--- RECORDS PROVIDED Enclosed Below ---

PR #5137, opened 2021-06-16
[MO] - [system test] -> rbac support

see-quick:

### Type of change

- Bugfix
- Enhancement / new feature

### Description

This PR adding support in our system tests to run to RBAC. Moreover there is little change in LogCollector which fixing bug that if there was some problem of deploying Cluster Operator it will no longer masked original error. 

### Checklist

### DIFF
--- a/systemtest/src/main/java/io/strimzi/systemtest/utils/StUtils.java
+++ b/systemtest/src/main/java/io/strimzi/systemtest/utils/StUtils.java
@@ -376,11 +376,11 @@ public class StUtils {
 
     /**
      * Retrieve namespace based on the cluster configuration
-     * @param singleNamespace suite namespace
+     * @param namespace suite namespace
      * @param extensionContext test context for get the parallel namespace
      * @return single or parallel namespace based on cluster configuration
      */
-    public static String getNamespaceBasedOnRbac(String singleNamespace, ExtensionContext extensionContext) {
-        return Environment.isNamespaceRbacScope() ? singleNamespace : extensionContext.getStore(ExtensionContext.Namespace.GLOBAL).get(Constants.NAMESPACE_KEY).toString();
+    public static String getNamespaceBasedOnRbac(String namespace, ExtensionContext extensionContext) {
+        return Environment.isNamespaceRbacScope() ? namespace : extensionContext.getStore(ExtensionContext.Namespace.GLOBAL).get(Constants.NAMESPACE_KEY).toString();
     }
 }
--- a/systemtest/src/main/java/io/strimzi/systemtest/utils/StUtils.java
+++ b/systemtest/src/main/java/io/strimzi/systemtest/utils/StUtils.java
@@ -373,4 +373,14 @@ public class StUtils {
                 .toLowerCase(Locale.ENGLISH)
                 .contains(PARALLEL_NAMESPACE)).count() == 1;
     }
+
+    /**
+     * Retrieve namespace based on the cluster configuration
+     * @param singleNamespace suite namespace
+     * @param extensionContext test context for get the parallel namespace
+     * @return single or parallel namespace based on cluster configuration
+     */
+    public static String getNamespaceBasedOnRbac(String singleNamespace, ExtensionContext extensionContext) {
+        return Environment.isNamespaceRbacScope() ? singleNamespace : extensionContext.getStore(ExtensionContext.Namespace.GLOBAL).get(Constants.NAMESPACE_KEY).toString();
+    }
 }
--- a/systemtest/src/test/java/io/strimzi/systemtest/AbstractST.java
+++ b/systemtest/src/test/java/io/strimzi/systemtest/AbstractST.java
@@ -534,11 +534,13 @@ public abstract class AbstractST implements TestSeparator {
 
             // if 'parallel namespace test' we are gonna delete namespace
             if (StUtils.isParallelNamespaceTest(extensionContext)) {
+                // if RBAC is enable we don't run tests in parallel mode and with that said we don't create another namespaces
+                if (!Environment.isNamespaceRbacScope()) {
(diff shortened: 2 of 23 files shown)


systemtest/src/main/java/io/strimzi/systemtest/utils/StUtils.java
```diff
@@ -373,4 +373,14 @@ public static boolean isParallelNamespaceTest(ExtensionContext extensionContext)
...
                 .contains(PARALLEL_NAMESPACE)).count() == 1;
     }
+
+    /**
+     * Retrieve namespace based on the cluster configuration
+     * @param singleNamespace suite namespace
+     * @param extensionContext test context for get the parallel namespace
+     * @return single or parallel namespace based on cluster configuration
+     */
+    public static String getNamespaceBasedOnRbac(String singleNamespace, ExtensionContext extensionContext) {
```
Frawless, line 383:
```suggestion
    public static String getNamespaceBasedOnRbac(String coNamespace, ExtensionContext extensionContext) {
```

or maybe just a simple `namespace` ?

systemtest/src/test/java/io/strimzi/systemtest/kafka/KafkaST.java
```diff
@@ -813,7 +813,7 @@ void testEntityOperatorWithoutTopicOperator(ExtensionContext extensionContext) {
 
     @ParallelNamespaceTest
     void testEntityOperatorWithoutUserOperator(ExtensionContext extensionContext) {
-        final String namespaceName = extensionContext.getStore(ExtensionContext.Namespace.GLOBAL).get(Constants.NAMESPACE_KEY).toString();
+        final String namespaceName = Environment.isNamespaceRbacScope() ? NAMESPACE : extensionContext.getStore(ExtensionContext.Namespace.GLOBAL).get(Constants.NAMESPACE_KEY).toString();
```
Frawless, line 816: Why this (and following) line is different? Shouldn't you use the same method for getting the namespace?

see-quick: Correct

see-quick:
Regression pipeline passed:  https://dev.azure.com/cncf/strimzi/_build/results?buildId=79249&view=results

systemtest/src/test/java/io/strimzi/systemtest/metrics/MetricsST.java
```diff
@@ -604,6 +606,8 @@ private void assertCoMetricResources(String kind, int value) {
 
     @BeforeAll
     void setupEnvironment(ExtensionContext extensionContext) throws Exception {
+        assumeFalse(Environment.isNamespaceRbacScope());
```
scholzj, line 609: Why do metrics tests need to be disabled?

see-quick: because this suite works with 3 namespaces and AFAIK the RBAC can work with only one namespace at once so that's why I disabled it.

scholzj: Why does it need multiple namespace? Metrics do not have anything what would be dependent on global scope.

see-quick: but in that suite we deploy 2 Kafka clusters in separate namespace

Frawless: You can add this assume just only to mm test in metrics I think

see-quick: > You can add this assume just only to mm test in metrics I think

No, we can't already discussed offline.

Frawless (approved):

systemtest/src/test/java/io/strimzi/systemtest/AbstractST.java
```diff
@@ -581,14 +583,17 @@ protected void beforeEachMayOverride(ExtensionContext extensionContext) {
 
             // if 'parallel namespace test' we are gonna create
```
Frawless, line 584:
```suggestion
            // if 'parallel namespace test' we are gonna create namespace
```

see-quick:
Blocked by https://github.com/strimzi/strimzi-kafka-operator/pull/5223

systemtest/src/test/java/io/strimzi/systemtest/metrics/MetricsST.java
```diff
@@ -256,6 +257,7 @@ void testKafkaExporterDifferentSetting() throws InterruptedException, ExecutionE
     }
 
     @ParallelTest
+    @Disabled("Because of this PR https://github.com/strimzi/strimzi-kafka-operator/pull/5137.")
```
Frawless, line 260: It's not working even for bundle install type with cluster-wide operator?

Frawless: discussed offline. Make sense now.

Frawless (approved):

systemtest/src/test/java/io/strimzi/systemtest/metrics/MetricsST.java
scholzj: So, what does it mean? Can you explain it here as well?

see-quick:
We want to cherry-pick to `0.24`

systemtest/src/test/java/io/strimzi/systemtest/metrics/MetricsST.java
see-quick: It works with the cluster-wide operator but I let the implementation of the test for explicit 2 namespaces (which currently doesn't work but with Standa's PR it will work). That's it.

--- End of Enclosed RECORDS PROVIDED ---
--- RECORDS PROVIDED Enclosed Below ---

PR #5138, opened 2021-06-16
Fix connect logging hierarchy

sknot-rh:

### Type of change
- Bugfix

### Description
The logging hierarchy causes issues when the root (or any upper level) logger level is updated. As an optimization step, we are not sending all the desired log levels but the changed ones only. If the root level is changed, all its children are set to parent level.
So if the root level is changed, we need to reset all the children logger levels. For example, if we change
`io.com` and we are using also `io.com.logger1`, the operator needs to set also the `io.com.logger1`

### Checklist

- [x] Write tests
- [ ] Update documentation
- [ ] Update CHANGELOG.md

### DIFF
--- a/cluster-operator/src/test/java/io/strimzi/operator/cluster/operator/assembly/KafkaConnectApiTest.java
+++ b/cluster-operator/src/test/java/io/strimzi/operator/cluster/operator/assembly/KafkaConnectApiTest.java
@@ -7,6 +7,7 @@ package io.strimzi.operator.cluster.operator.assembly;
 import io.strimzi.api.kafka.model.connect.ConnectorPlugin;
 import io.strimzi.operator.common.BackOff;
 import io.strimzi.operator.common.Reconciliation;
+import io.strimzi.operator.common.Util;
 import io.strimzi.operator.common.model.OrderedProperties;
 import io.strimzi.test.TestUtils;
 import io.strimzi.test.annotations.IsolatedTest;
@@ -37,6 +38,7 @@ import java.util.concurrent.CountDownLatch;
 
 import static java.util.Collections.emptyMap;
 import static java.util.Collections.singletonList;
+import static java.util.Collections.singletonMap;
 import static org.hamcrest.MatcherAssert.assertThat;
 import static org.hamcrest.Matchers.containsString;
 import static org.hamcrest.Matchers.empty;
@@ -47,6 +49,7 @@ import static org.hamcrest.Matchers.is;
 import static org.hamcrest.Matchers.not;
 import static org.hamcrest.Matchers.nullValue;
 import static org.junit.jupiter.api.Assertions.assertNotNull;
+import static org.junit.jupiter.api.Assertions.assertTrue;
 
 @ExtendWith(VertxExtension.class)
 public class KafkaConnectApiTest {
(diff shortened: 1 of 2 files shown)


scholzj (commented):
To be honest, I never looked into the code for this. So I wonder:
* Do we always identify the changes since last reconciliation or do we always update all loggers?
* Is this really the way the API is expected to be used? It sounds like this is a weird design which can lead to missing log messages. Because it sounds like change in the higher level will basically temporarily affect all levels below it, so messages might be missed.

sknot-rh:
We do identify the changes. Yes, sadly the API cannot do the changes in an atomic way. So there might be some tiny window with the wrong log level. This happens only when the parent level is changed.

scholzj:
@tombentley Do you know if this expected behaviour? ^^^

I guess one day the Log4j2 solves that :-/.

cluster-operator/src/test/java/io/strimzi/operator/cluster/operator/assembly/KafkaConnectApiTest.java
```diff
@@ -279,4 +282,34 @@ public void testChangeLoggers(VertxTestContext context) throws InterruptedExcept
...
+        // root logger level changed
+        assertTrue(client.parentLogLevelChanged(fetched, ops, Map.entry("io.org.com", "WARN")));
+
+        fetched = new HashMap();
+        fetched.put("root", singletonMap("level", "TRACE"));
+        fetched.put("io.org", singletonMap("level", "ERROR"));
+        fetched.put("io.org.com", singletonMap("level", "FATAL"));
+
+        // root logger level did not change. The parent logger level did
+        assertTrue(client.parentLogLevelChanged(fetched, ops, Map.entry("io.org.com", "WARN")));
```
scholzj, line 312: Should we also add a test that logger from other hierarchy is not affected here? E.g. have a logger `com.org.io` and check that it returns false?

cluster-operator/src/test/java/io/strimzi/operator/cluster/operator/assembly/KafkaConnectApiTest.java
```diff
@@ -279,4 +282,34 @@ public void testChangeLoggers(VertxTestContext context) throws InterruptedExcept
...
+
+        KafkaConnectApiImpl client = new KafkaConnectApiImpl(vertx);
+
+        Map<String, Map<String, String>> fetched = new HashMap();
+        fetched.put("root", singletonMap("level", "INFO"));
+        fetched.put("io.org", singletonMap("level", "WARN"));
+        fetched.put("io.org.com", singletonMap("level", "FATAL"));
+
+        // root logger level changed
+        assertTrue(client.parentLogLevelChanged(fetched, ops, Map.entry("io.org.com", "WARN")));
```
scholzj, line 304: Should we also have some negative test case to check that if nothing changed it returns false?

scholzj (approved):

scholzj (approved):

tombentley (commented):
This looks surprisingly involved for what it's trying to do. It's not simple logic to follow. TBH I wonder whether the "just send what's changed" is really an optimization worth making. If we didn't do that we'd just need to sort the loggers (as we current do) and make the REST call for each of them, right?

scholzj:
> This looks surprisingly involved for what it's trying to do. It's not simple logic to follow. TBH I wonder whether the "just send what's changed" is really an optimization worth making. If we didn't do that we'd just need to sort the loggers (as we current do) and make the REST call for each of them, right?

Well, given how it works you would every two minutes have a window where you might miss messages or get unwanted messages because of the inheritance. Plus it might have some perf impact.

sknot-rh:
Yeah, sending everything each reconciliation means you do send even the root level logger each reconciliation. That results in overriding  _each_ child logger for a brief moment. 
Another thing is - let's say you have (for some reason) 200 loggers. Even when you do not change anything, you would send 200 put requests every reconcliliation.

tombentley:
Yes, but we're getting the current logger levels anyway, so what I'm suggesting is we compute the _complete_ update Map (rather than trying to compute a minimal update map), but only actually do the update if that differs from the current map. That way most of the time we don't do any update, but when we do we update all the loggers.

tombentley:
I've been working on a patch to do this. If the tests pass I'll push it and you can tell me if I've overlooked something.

--- End of Enclosed RECORDS PROVIDED ---

» **WHAT YOU NEED TO DO**
Your answer must be one number: the count of lines in the entries that contain the string "offline".

» **TASK RESULT**
2